PR #6534, opened 2021-05-13
Add std::hash overloads for Node, TNode and TypeNode.

mpreiner:
Eliminates NodeHashFunction, TNodeHashFunction and TypeNodeHashFunction.

Note to reviewers: Main changes are in `expr/node.{h,cpp}` and `expr/type_node.{h,cpp}`.


src/theory/substitutions.h
```diff
@@ -43,33 +43,33 @@ namespace theory {
...
 
-  typedef context::CDHashMap<Node, Node, NodeHashFunction> NodeMap;
-
-  typedef NodeMap::iterator iterator;
-  typedef NodeMap::const_iterator const_iterator;
+ typedef NodeMap::iterator iterator;
+ typedef NodeMap::const_iterator const_iterator;
 
 private:
+ typedef std::unordered_map<Node, Node> NodeCache;
```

WHAT YOU WILL DO:
List every line in the records above that contains the word "NodeMap".

WRITTEN SOLUTION:
-  typedef context::CDHashMap<Node, Node, NodeHashFunction> NodeMap;
-  typedef NodeMap::iterator iterator;
-  typedef NodeMap::const_iterator const_iterator;
+ typedef NodeMap::iterator iterator;
+ typedef NodeMap::const_iterator const_iterator;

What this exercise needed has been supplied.